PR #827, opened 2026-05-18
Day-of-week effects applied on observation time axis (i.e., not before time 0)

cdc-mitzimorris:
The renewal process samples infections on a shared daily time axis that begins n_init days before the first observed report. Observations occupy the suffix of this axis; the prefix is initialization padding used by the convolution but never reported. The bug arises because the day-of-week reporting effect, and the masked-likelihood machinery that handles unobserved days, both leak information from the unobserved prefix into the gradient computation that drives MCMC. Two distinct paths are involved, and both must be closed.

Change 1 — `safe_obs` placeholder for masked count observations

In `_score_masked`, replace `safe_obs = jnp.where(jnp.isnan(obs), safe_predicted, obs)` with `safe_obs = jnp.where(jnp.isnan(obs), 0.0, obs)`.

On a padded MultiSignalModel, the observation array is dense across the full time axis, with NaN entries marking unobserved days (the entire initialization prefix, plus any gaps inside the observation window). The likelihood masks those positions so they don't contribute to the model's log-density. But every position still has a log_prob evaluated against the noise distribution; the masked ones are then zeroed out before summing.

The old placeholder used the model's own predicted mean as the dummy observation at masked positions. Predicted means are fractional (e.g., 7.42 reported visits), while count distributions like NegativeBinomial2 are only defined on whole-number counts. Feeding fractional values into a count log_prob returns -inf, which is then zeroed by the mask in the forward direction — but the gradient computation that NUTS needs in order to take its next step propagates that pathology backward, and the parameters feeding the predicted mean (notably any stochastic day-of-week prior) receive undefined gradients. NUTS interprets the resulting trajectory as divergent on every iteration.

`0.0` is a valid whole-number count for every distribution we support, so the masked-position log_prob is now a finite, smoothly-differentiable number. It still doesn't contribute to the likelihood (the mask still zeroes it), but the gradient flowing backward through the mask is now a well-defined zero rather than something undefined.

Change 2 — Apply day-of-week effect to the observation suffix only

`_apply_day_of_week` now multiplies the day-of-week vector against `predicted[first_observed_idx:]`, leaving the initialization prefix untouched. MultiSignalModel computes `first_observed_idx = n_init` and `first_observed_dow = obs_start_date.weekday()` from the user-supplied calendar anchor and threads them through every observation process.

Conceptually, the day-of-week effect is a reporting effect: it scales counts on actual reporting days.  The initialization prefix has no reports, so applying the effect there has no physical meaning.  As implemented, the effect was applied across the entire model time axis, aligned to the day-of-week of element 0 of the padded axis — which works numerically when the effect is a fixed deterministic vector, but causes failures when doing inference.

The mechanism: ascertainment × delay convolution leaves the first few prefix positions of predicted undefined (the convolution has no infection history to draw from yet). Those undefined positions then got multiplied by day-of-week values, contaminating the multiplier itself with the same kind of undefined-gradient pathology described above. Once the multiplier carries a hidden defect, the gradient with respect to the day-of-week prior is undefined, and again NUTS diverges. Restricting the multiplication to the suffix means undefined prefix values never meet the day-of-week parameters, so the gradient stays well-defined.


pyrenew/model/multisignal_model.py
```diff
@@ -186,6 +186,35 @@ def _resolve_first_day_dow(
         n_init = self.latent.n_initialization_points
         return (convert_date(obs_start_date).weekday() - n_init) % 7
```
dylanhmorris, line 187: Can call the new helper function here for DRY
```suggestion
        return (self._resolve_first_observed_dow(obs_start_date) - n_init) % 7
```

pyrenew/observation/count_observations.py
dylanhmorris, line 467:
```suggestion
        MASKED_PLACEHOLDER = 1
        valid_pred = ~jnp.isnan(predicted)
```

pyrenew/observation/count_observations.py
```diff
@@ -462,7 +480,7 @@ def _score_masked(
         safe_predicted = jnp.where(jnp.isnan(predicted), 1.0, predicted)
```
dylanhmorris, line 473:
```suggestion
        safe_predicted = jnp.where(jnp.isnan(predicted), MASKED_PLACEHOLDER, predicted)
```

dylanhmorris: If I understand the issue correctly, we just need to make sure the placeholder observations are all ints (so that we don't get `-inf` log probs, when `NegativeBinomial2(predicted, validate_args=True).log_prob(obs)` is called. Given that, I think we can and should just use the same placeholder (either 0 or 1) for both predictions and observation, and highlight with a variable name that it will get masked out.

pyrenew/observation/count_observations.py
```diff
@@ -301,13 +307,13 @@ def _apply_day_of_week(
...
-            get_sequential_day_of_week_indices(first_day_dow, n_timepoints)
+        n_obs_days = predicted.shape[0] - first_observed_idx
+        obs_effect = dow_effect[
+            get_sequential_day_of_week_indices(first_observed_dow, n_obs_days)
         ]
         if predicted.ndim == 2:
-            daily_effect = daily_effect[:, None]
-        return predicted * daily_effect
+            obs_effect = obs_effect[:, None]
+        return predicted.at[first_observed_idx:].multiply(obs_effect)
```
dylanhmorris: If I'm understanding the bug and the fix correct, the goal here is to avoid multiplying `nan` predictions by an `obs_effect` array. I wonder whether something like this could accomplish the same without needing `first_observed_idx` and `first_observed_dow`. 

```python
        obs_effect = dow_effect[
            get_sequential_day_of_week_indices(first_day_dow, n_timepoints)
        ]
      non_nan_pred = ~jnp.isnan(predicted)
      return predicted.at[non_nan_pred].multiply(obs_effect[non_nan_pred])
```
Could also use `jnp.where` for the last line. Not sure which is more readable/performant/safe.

——

• [Problem] Here the goal is to repeat each entry exactly.

• [Reply to the task]
PR #827, opened 2026-05-18
Day-of-week effects applied on observation time axis (i.e., not before time 0)

cdc-mitzimorris:
The renewal process samples infections on a shared daily time axis that begins n_init days before the first observed report. Observations occupy the suffix of this axis; the prefix is initialization padding used by the convolution but never reported. The bug arises because the day-of-week reporting effect, and the masked-likelihood machinery that handles unobserved days, both leak information from the unobserved prefix into the gradient computation that drives MCMC. Two distinct paths are involved, and both must be closed.

Change 1 — `safe_obs` placeholder for masked count observations

In `_score_masked`, replace `safe_obs = jnp.where(jnp.isnan(obs), safe_predicted, obs)` with `safe_obs = jnp.where(jnp.isnan(obs), 0.0, obs)`.

On a padded MultiSignalModel, the observation array is dense across the full time axis, with NaN entries marking unobserved days (the entire initialization prefix, plus any gaps inside the observation window). The likelihood masks those positions so they don't contribute to the model's log-density. But every position still has a log_prob evaluated against the noise distribution; the masked ones are then zeroed out before summing.

The old placeholder used the model's own predicted mean as the dummy observation at masked positions. Predicted means are fractional (e.g., 7.42 reported visits), while count distributions like NegativeBinomial2 are only defined on whole-number counts. Feeding fractional values into a count log_prob returns -inf, which is then zeroed by the mask in the forward direction — but the gradient computation that NUTS needs in order to take its next step propagates that pathology backward, and the parameters feeding the predicted mean (notably any stochastic day-of-week prior) receive undefined gradients. NUTS interprets the resulting trajectory as divergent on every iteration.

`0.0` is a valid whole-number count for every distribution we support, so the masked-position log_prob is now a finite, smoothly-differentiable number. It still doesn't contribute to the likelihood (the mask still zeroes it), but the gradient flowing backward through the mask is now a well-defined zero rather than something undefined.

Change 2 — Apply day-of-week effect to the observation suffix only

`_apply_day_of_week` now multiplies the day-of-week vector against `predicted[first_observed_idx:]`, leaving the initialization prefix untouched. MultiSignalModel computes `first_observed_idx = n_init` and `first_observed_dow = obs_start_date.weekday()` from the user-supplied calendar anchor and threads them through every observation process.

Conceptually, the day-of-week effect is a reporting effect: it scales counts on actual reporting days.  The initialization prefix has no reports, so applying the effect there has no physical meaning.  As implemented, the effect was applied across the entire model time axis, aligned to the day-of-week of element 0 of the padded axis — which works numerically when the effect is a fixed deterministic vector, but causes failures when doing inference.

The mechanism: ascertainment × delay convolution leaves the first few prefix positions of predicted undefined (the convolution has no infection history to draw from yet). Those undefined positions then got multiplied by day-of-week values, contaminating the multiplier itself with the same kind of undefined-gradient pathology described above. Once the multiplier carries a hidden defect, the gradient with respect to the day-of-week prior is undefined, and again NUTS diverges. Restricting the multiplication to the suffix means undefined prefix values never meet the day-of-week parameters, so the gradient stays well-defined.


pyrenew/model/multisignal_model.py
```diff
@@ -186,6 +186,35 @@ def _resolve_first_day_dow(
         n_init = self.latent.n_initialization_points
         return (convert_date(obs_start_date).weekday() - n_init) % 7
```
dylanhmorris, line 187: Can call the new helper function here for DRY
```suggestion
        return (self._resolve_first_observed_dow(obs_start_date) - n_init) % 7
```

pyrenew/observation/count_observations.py
dylanhmorris, line 467:
```suggestion
        MASKED_PLACEHOLDER = 1
        valid_pred = ~jnp.isnan(predicted)
```

pyrenew/observation/count_observations.py
```diff
@@ -462,7 +480,7 @@ def _score_masked(
         safe_predicted = jnp.where(jnp.isnan(predicted), 1.0, predicted)
```
dylanhmorris, line 473:
```suggestion
        safe_predicted = jnp.where(jnp.isnan(predicted), MASKED_PLACEHOLDER, predicted)
```

dylanhmorris: If I understand the issue correctly, we just need to make sure the placeholder observations are all ints (so that we don't get `-inf` log probs, when `NegativeBinomial2(predicted, validate_args=True).log_prob(obs)` is called. Given that, I think we can and should just use the same placeholder (either 0 or 1) for both predictions and observation, and highlight with a variable name that it will get masked out.

pyrenew/observation/count_observations.py
```diff
@@ -301,13 +307,13 @@ def _apply_day_of_week(
...
-            get_sequential_day_of_week_indices(first_day_dow, n_timepoints)
+        n_obs_days = predicted.shape[0] - first_observed_idx
+        obs_effect = dow_effect[
+            get_sequential_day_of_week_indices(first_observed_dow, n_obs_days)
         ]
         if predicted.ndim == 2:
-            daily_effect = daily_effect[:, None]
-        return predicted * daily_effect
+            obs_effect = obs_effect[:, None]
+        return predicted.at[first_observed_idx:].multiply(obs_effect)
```
dylanhmorris: If I'm understanding the bug and the fix correct, the goal here is to avoid multiplying `nan` predictions by an `obs_effect` array. I wonder whether something like this could accomplish the same without needing `first_observed_idx` and `first_observed_dow`. 

```python
        obs_effect = dow_effect[
            get_sequential_day_of_week_indices(first_day_dow, n_timepoints)
        ]
      non_nan_pred = ~jnp.isnan(predicted)
      return predicted.at[non_nan_pred].multiply(obs_effect[non_nan_pred])
```
Could also use `jnp.where` for the last line. Not sure which is more readable/performant/safe.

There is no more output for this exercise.